§ INPUT RECORDS:
::::

PR #1701, opened 2016-11-10
Use denormalized path in test (fixes Windows build)

IllusionMH:
#### PR checklist

- [X] ~~New feature,~~ bugfix, ~~or enhancement~~
  - [ ] Includes tests
- [ ] Documentation update

Currently build fails since normalized path returned from Node.js API (with `\` as path separator) is compared to deormalized one (with `/` as path separator, which is also valid on Windows) which was picked from TypeScript.

This PR fixes build on Windows by converting normalized path to denormalized and using it in comparison.

I've reviewed 3 possible solutions:

1. Normalize `fileName`'s when they are stored in `RuleFailure` class (used only in formatters) 

1. Normalize only absolute `fileName`'s when they are stored in `RuleFailure` class (probably rare case, but matches problem in test)

1. Use denormalized path in test

While first two solution fix problem, I think they bring almost no value and will lead to inconsistency in paths output between platforms.

### DIFF
--- a/test/executable/executableTests.ts
+++ b/test/executable/executableTests.ts
@@ -123,12 +123,12 @@ describe("Executable", function() {
             execCli(["-c", "test/files/multiple-fixes-test/tslint.json", tempFile, "--fix"],
                 (err, stdout) => {
                     const content = fs.readFileSync(tempFile, "utf8");
-                    // compare against file name which will be retyrned by formatter (used in TypeScript)
-                    const denornalizedFileName = denormalizeWinPath(tempFile);
+                    // compare against file name which will be returned by formatter (used in TypeScript)
+                    const denormalizedFileName = denormalizeWinPath(tempFile);
                     fs.unlinkSync(tempFile);
                     assert.strictEqual(content, "import * as y from \"a_long_module\";\nimport * as x from \"b\";\n");
                     assert.isNull(err, "process should exit without an error");
-                    assert.strictEqual(stdout, `Fixed 2 error(s) in ${denornalizedFileName}`);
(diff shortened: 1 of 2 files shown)


test/executable/executableTests.ts
```diff
@@ -123,10 +123,12 @@ describe("Executable", function() {
             execCli(["-c", "test/files/multiple-fixes-test/tslint.json", tempFile, "--fix"],
                 (err, stdout) => {
                     const content = fs.readFileSync(tempFile, "utf8");
+                    // compare against file name which will be retyrned by formatter (used in TypeScript)
```
nchen63: typo `retyrned`

test/executable/executableTests.ts
```diff
@@ -123,10 +123,12 @@ describe("Executable", function() {
...
+                    const denornalizedFileName = denormalizeWinPath(tempFile);
                     fs.unlinkSync(tempFile);
                     assert.strictEqual(content, "import * as y from \"a_long_module\";\nimport * as x from \"b\";\n");
                     assert.isNull(err, "process should exit without an error");
-                    assert.strictEqual(stdout, `Fixed 2 error(s) in ${tempFile}`);
+                    assert.strictEqual(stdout, `Fixed 2 error(s) in ${denornalizedFileName}`);
```
nchen63: typo `denornalizedFileName`

IllusionMH:
@nchen63 thank you for review. Next time I will look more carefully to avoid such typos.

nchen63:
@IllusionMH no problem. Thanks for the contribution!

::::

§ TRY IT: A verbatim reproduction of all the records above is the expected answer.

§ TASK ANSWER:
PR #1701, opened 2016-11-10
Use denormalized path in test (fixes Windows build)

IllusionMH:
#### PR checklist

- [X] ~~New feature,~~ bugfix, ~~or enhancement~~
  - [ ] Includes tests
- [ ] Documentation update

Currently build fails since normalized path returned from Node.js API (with `\` as path separator) is compared to deormalized one (with `/` as path separator, which is also valid on Windows) which was picked from TypeScript.

This PR fixes build on Windows by converting normalized path to denormalized and using it in comparison.

I've reviewed 3 possible solutions:

1. Normalize `fileName`'s when they are stored in `RuleFailure` class (used only in formatters) 

1. Normalize only absolute `fileName`'s when they are stored in `RuleFailure` class (probably rare case, but matches problem in test)

1. Use denormalized path in test

While first two solution fix problem, I think they bring almost no value and will lead to inconsistency in paths output between platforms.

### DIFF
--- a/test/executable/executableTests.ts
+++ b/test/executable/executableTests.ts
@@ -123,12 +123,12 @@ describe("Executable", function() {
             execCli(["-c", "test/files/multiple-fixes-test/tslint.json", tempFile, "--fix"],
                 (err, stdout) => {
                     const content = fs.readFileSync(tempFile, "utf8");
-                    // compare against file name which will be retyrned by formatter (used in TypeScript)
-                    const denornalizedFileName = denormalizeWinPath(tempFile);
+                    // compare against file name which will be returned by formatter (used in TypeScript)
+                    const denormalizedFileName = denormalizeWinPath(tempFile);
                     fs.unlinkSync(tempFile);
                     assert.strictEqual(content, "import * as y from \"a_long_module\";\nimport * as x from \"b\";\n");
                     assert.isNull(err, "process should exit without an error");
-                    assert.strictEqual(stdout, `Fixed 2 error(s) in ${denornalizedFileName}`);
(diff shortened: 1 of 2 files shown)


test/executable/executableTests.ts
```diff
@@ -123,10 +123,12 @@ describe("Executable", function() {
             execCli(["-c", "test/files/multiple-fixes-test/tslint.json", tempFile, "--fix"],
                 (err, stdout) => {
                     const content = fs.readFileSync(tempFile, "utf8");
+                    // compare against file name which will be retyrned by formatter (used in TypeScript)
```
nchen63: typo `retyrned`

test/executable/executableTests.ts
```diff
@@ -123,10 +123,12 @@ describe("Executable", function() {
...
+                    const denornalizedFileName = denormalizeWinPath(tempFile);
                     fs.unlinkSync(tempFile);
                     assert.strictEqual(content, "import * as y from \"a_long_module\";\nimport * as x from \"b\";\n");
                     assert.isNull(err, "process should exit without an error");
-                    assert.strictEqual(stdout, `Fixed 2 error(s) in ${tempFile}`);
+                    assert.strictEqual(stdout, `Fixed 2 error(s) in ${denornalizedFileName}`);
```
nchen63: typo `denornalizedFileName`

IllusionMH:
@nchen63 thank you for review. Next time I will look more carefully to avoid such typos.

nchen63:
@IllusionMH no problem. Thanks for the contribution!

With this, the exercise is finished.